Running transformations in an interactive fashion

So far, you have learned some basics about working with Spoon during the design process. Now you will continue learning about interacting with the tool.

First, we will create a Transformation, aiming to learn some new useful steps. After that, we will adapt that Transformation for inspecting the data as it is being created.

As you progress, feel free to preview the data that is being generated, even if you're not told to do so. This will help you understand what is going on. Testing each step as you move forward makes it easier to debug and craft a functional Transformation.

Let's start with the creation of the Transformation. The objective is to generate a dataset with all dates in between a given range of dates:

  1. Create a new Transformation.
  2. From the Input group of steps, drag to the canvas the Generate Rows step, and configure it as shown:

Configuring a Generate Rows step

Note that you have to change the default value for the Limit textbox, from 10 to 1.

  1. Close the window.
  1. From the Transform category of steps, add the Calculator step, and create a hop that goes from the Generate Rows step to this one.
  2. Double-click on the Calculator step and add the field named diff_dates as the difference between end_date and start_date. That is, configure it exactly the same way as you did in the previous section.
  3. Run a preview. You should see a single row with three fields: the start date, the end date, and a field with the number of days between both.
  4. Now add the Clone row step. You will find it inside the Utility group of steps.
  5. Create a hop from the Calculator step towards this new step.
  6. Edit the Clone row step.
  7. Select the Nr clone in field? option to enable the Nr Clone field textbox. In this textbox, type diff_dates.
  8. Now select the Add clone num to output? option to enable the Clone num field textbox. In this textbox, type delta.
  9. Run a preview. You should see the following:

Previewing cloned rows

  1. Add another Calculator step, and create a hop from the Clone row step to this one.
  2. Edit the new step, and add the field named a_single_date. As Calculation, select Date A + B Days. As Field A, select start_date and as Field B, select delta. Finally, as a Value type, select Date. For the rest of the columns, leave the default values.
  1. Run a final preview. You should see this:

 Previewing a range of dates

If you don't obtain the same results, check carefully that you followed the steps exactly as explained. If you hit errors in the middle of the section, you know how to deal with them. Take your time, read the log, fix the errors, and resume your work.
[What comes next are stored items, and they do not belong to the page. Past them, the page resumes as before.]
PR #1432, opened 2018-03-01
Makes use of usesLicensify API param

elenatanasoiu:
For: https://trello.com/c/QswdEVKO/69-2-changes-to-licensing-controller-for-licensify

It was pointed out that some licenses are showing up incorrectly as available in licensify,
with the user being offered the option to start applying for it, although they cannot continue
further than the first step. This is frustrating because the user gets the feeling of being stuck
when in fact they should've never been offered the option in the first place.

The API response already tells us whether the licence should be using Licensify, in a param called
`usesLicensify` so we now check it before showing a start page to the user.

If the param is set to false, we now display a "License unavailable" page instead.

### DIFF
--- a/app/presenters/licence_details_presenter.rb
+++ b/app/presenters/licence_details_presenter.rb
@@ -19,6 +19,20 @@ class LicenceDetailsPresenter
     !licence_details["location_specific"]
   end
 
+  def has_any_actions?
+    authority && authority["actions"].present?
+  end
+
+  def uses_licensify(chosen_action = action)
+    return false unless authority
+    chosen_action_info = authority.dig("actions", chosen_action)
+    if chosen_action_info.present?
+      chosen_action_info.any? { |link| link && link['uses_licensify'] }
+    else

Now you will run the Transformation and inspect the data as the Transformation is being executed. Before doing that, we will do some changes to the Transformation so it runs slow, allowing us to see in detail what is happening:

  1. Edit the Generate Rows step and change the date range. As end_date, type 2023-12-31.
  2. From the Utility group of steps, drag to the work area the Delay row step. With this step, we will deliberately delay each row of data.
  1. Drag the step to the hop between the Clone row step and the second Calculator step, until the hop changes the width:

 Inserting a step between two steps

  1. A window will appear asking you if you want to split the hop. Click on Yes. The hop will be split in two: one from the Clone row step to the Delay row step, and the second one from this step to the Calculator step.

You can configure PDI to split the hops automatically. You can do it by selecting the Don't ask again? checkbox in this same window, or by navigating to the Tools | Options... menu and checking the option Automatically split hops.

  1. Double-click on the Delay row step, and configure it using the following information: as Timeout, type 500, and in the drop-down list, select Milliseconds. Close the window.
  2. Save the Transformation and run it. You will see that it runs at a slower pace.

Now it is time to do the sniff testing, that is, looking at the rows that are coming into or out of a step in real time:

  1. Without stopping the execution, click on the second Calculator step. A pop-up window will show up describing the execution results of this step in real time. Ctrl-click two more steps: the Generate Rows step and the Clone row step. For each selected step, you will see the Step Metrics at runtime:

Runtime Step Metrics

  1. Now, let's inspect the data itself. Right-click on the second Calculator step and navigate to Sniff Test During Execution | Sniff test output rows. A window will appear showing the data as it's being generated.

In the Execution Results window, it's worth noting a column that we didn't mention before:

As you put a delay of 500 milliseconds for each row, it's reasonable to see that the speed for the last step is two rows per second.

Note that sniff testing slows down the Transformation and its use is recommended just for debugging purposes.

While the Transformation was running, you experimented with the feature for sniffing the output rows. In the same way, you could have selected the Sniff test input rows option to see the incoming rows of data.

As an alternative to run previews on inpidual steps, you can use the continuous preview mode. Instead of running a preview, you can run the Transformation and see the output in the Preview data tab of the Execution Results window.